■ Exercise directions
Return every line of the records that includes the string "ghost".

■ Data extracts
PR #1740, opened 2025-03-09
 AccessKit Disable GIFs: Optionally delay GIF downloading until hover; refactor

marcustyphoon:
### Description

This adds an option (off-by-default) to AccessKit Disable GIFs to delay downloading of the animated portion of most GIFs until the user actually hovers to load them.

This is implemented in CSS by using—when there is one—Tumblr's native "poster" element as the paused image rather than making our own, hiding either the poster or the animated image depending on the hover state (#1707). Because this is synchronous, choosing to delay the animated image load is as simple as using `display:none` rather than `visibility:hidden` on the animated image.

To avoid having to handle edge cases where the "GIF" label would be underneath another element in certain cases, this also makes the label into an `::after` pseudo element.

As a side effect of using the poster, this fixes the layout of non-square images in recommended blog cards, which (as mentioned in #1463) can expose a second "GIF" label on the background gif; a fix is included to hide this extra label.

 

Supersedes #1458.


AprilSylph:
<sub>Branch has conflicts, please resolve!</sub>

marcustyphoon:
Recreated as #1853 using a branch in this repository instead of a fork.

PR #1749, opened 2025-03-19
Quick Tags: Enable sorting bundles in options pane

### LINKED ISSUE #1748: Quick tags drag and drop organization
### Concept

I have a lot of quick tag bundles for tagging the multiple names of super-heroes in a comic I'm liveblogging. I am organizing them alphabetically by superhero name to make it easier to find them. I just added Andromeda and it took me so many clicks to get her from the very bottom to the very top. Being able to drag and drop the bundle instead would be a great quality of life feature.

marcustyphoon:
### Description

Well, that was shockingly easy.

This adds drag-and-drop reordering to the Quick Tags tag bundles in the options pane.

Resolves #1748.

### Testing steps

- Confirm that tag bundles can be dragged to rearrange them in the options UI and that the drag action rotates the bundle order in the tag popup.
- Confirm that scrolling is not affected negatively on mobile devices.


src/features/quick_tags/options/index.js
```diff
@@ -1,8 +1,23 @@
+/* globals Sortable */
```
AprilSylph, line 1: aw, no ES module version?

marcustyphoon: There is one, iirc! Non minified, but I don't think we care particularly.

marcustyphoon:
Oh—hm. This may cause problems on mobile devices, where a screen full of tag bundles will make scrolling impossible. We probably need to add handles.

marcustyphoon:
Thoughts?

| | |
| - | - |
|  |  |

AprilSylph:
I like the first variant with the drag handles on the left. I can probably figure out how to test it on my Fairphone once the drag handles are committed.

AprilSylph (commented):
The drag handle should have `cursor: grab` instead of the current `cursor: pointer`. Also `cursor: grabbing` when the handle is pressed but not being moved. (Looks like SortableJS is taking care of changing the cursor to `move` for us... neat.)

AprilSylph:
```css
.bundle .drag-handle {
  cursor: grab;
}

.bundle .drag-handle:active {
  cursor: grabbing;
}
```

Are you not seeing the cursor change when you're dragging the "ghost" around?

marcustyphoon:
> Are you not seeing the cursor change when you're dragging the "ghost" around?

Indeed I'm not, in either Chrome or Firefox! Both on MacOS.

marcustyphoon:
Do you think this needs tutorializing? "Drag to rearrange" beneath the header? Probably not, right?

■ Answer to this task
Are you not seeing the cursor change when you're dragging the "ghost" around?
> Are you not seeing the cursor change when you're dragging the "ghost" around?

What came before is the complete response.